■ PROBLEM STATEMENT ■
What lines in the entries hold the string "dynamics"? List them.

Collected data:
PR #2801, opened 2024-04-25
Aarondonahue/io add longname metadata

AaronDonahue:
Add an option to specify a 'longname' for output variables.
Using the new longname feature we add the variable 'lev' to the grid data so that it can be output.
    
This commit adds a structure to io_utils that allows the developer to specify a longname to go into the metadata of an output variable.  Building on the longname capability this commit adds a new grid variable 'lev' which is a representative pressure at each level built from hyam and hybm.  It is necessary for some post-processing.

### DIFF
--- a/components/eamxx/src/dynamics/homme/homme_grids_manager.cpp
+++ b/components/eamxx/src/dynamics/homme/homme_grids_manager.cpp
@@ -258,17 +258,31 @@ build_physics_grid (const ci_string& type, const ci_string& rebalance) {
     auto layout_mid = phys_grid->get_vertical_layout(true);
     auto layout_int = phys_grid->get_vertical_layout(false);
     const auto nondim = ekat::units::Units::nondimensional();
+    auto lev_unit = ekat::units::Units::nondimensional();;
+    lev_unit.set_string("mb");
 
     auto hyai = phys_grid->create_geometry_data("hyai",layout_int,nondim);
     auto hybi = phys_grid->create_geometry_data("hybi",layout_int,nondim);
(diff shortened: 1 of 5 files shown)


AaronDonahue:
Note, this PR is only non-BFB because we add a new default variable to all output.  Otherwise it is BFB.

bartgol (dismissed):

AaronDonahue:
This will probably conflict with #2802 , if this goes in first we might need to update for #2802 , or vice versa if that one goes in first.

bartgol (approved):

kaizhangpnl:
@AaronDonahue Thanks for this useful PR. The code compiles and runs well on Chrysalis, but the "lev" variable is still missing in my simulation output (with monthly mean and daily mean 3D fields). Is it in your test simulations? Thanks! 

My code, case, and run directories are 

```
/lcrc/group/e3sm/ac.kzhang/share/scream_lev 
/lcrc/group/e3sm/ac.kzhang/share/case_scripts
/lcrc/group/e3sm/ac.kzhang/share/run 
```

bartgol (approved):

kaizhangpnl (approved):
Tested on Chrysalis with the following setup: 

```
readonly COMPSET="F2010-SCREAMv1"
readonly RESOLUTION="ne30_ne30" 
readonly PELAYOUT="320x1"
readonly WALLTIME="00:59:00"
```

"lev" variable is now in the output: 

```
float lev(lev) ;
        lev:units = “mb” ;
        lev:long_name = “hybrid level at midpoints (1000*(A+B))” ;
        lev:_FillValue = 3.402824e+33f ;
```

■ TASK RESULT ■
--- a/components/eamxx/src/dynamics/homme/homme_grids_manager.cpp
+++ b/components/eamxx/src/dynamics/homme/homme_grids_manager.cpp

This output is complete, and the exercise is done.